* TRY IT
All of the entries are to be returned word for word.

* EXCERPTED DATA
PR #90, opened 2024-11-15
Add check for amplicon size too small.

tfenne:
Once #89 is merged, this PR should re-target `main`.

### DIFF
--- a/prymer/api/picking.py
+++ b/prymer/api/picking.py
@@ -143,7 +143,8 @@ def build_primer_pairs(
             for rp in right_primers:
                 amp_span = PrimerPair.calculate_amplicon_span(lp, rp)
 
-                if amp_span.length > amplicon_sizes.max:
+                # Ignore pairings with amplicon sizes out of the range specified
+                if not amplicon_sizes.min <= amp_span.length <= amplicon_sizes.max:
                     continue
 
                 # Since the amplicon span and the region_start are both 1-based, the minuend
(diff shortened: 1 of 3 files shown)


prymer/api/picking.py
```diff
@@ -143,7 +143,8 @@ def build_primer_pairs(
             for rp in right_primers:
                 amp_span = PrimerPair.calculate_amplicon_span(lp, rp)
 
-                if amp_span.length > amplicon_sizes.max:
+                # Ignore pairings with amplicon sizes out of the range specified
+                if not amplicon_sizes.min <= amp_span.length <= amplicon_sizes.max:
```
msto, line 147: **note** In the future we could add a `.contains(x: T) -> bool` method or similar to `MinMaxOpt[T]`, which returns `True` if `x` is within the bounds of the min and max.

msto (approved):

tests/api/test_picking.py
```diff
@@ -292,6 +292,7 @@ def test_build_primers_amplicon_size_filtering(
         assert pair.amplicon.end == pair.right_primer.span.end
         assert pair.bases == REF_BASES[pair.amplicon.start - 1 : pair.amplicon.end]
         assert pair.span.length <= 200
+        assert pair.span.length >= 100
```
msto, line 295: **suggestion** Add an explicit test on the cardinality of `pairs`, rather than requiring it be non-empty?

I think we can calculate the number of pairs we expect to receive from `build_primer_pairs()`.

prymer/api/picking.py
tfenne: This is a nice idea.  I'll log an issue.

tests/api/test_picking.py
tfenne: I'd prefer not to do this ... mostly because it would make the test more brittle, and any change to the test would require either re-calculating by hand (or worse, running the test and then just copying the number over as expected).

Issue #57, opened 2024-10-02
remove `PrimerLike` as a base class


emmcauley:

emmcauley:
* conceptually linked to #57

PR #93, opened 2024-11-18
refactor: Make `PrimerPair.amplicon` a cached property

msto:
See this discussion for context: https://github.com/fulcrumgenomics/prymer/pull/89#discussion_r1847087921

This PR also updates the mypy config to exclude the `mkdocs` directories.

### DIFF
--- a/prymer/api/primer_pair.py
+++ b/prymer/api/primer_pair.py
@@ -42,8 +42,8 @@ Span(refname='chr1', start=21, end=100, strand=<Strand.POSITIVE: '+'>)
 """  # noqa: E501
 
 from dataclasses import dataclass
-from dataclasses import field
 from dataclasses import replace
+from functools import cached_property
 from typing import Iterator
 from typing import Optional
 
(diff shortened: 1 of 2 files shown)


prymer/api/primer_pair.py
```diff
@@ -79,22 +79,11 @@ class PrimerPair(OligoLike):
     amplicon_tm: float
     penalty: float
     amplicon_sequence: Optional[str] = None
-    _amplicon: Span = field(init=False)
 
-    def __post_init__(self) -> None:
```
tfenne, line 84: The problem here is that the validation that the LP/RP are oriented sensibly with respect to each other now won't run until/unless a user accesses the amplicon span.

tfenne (changes requested):

prymer/api/primer_pair.py
msto: tl;dr The validation logic is still called, and further refactoring would be related to #57

tfenne: Ugh, ok.  So a potential foot-gun to be dealt with as soon as we deal with PrimerLike.

tfenne (approved):

PR #154, opened 2017-08-30
[PATCH v1] helper: chksum: add few guarding conditions

lumag:
Add few guarding conditions, otherwise bad packet can hang up ODP code.
Noted by one of the corner case tests for IPsec.


muvarov:
Merged.

PR #153, opened 2017-08-30
[PATCH v1] Travis test all

Bill-Fischofer-Linaro:
Restructure the .travis.yml file and add additional tests for --enable-debug-print and
--enable-helper-linux to ensure all code paths are tested.

PR #155, opened 2017-08-30
[PATCH v4] Rework configure options handling

lumag:
Rework defaults for configure options:
 - Enable all tests by default
 - Provide `--enable-debug=full` shorcut to enable all debugging options.

Also drop now-default options from `.travis.yml`. This incorporates @Bill-Fischofer-Linaro 's changes from #153


muvarov:
Merged.

PR #158, opened 2017-09-01
[PATCH v2] linux-gen: socket: use segment data pointers in _tx_pkt_to_iovec()

matiaselo:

* TASK RESULT
PR #90, opened 2024-11-15
Add check for amplicon size too small.

tfenne:
Once #89 is merged, this PR should re-target `main`.

### DIFF
--- a/prymer/api/picking.py
+++ b/prymer/api/picking.py
@@ -143,7 +143,8 @@ def build_primer_pairs(
             for rp in right_primers:
                 amp_span = PrimerPair.calculate_amplicon_span(lp, rp)
 
-                if amp_span.length > amplicon_sizes.max:
+                # Ignore pairings with amplicon sizes out of the range specified
+                if not amplicon_sizes.min <= amp_span.length <= amplicon_sizes.max:
                     continue
 
                 # Since the amplicon span and the region_start are both 1-based, the minuend
(diff shortened: 1 of 3 files shown)


prymer/api/picking.py
```diff
@@ -143,7 +143,8 @@ def build_primer_pairs(
             for rp in right_primers:
                 amp_span = PrimerPair.calculate_amplicon_span(lp, rp)
 
-                if amp_span.length > amplicon_sizes.max:
+                # Ignore pairings with amplicon sizes out of the range specified
+                if not amplicon_sizes.min <= amp_span.length <= amplicon_sizes.max:
```
msto, line 147: **note** In the future we could add a `.contains(x: T) -> bool` method or similar to `MinMaxOpt[T]`, which returns `True` if `x` is within the bounds of the min and max.

msto (approved):

tests/api/test_picking.py
```diff
@@ -292,6 +292,7 @@ def test_build_primers_amplicon_size_filtering(
         assert pair.amplicon.end == pair.right_primer.span.end
         assert pair.bases == REF_BASES[pair.amplicon.start - 1 : pair.amplicon.end]
         assert pair.span.length <= 200
+        assert pair.span.length >= 100
```
msto, line 295: **suggestion** Add an explicit test on the cardinality of `pairs`, rather than requiring it be non-empty?

I think we can calculate the number of pairs we expect to receive from `build_primer_pairs()`.

prymer/api/picking.py
tfenne: This is a nice idea.  I'll log an issue.

tests/api/test_picking.py
tfenne: I'd prefer not to do this ... mostly because it would make the test more brittle, and any change to the test would require either re-calculating by hand (or worse, running the test and then just copying the number over as expected).

Issue #57, opened 2024-10-02
remove `PrimerLike` as a base class


emmcauley:

emmcauley:
* conceptually linked to #57

PR #93, opened 2024-11-18
refactor: Make `PrimerPair.amplicon` a cached property

msto:
See this discussion for context: https://github.com/fulcrumgenomics/prymer/pull/89#discussion_r1847087921

This PR also updates the mypy config to exclude the `mkdocs` directories.

### DIFF
--- a/prymer/api/primer_pair.py
+++ b/prymer/api/primer_pair.py
@@ -42,8 +42,8 @@ Span(refname='chr1', start=21, end=100, strand=<Strand.POSITIVE: '+'>)
 """  # noqa: E501
 
 from dataclasses import dataclass
-from dataclasses import field
 from dataclasses import replace
+from functools import cached_property
 from typing import Iterator
 from typing import Optional
 
(diff shortened: 1 of 2 files shown)


prymer/api/primer_pair.py
```diff
@@ -79,22 +79,11 @@ class PrimerPair(OligoLike):
     amplicon_tm: float
     penalty: float
     amplicon_sequence: Optional[str] = None
-    _amplicon: Span = field(init=False)
 
-    def __post_init__(self) -> None:
```
tfenne, line 84: The problem here is that the validation that the LP/RP are oriented sensibly with respect to each other now won't run until/unless a user accesses the amplicon span.

tfenne (changes requested):

prymer/api/primer_pair.py
msto: tl;dr The validation logic is still called, and further refactoring would be related to #57

tfenne: Ugh, ok.  So a potential foot-gun to be dealt with as soon as we deal with PrimerLike.

tfenne (approved):

PR #154, opened 2017-08-30
[PATCH v1] helper: chksum: add few guarding conditions

lumag:
Add few guarding conditions, otherwise bad packet can hang up ODP code.
Noted by one of the corner case tests for IPsec.


muvarov:
Merged.

PR #153, opened 2017-08-30
[PATCH v1] Travis test all

Bill-Fischofer-Linaro:
Restructure the .travis.yml file and add additional tests for --enable-debug-print and
--enable-helper-linux to ensure all code paths are tested.

PR #155, opened 2017-08-30
[PATCH v4] Rework configure options handling

lumag:
Rework defaults for configure options:
 - Enable all tests by default
 - Provide `--enable-debug=full` shorcut to enable all debugging options.

Also drop now-default options from `.travis.yml`. This incorporates @Bill-Fischofer-Linaro 's changes from #153


muvarov:
Merged.

PR #158, opened 2017-09-01
[PATCH v2] linux-gen: socket: use segment data pointers in _tx_pkt_to_iovec()

matiaselo:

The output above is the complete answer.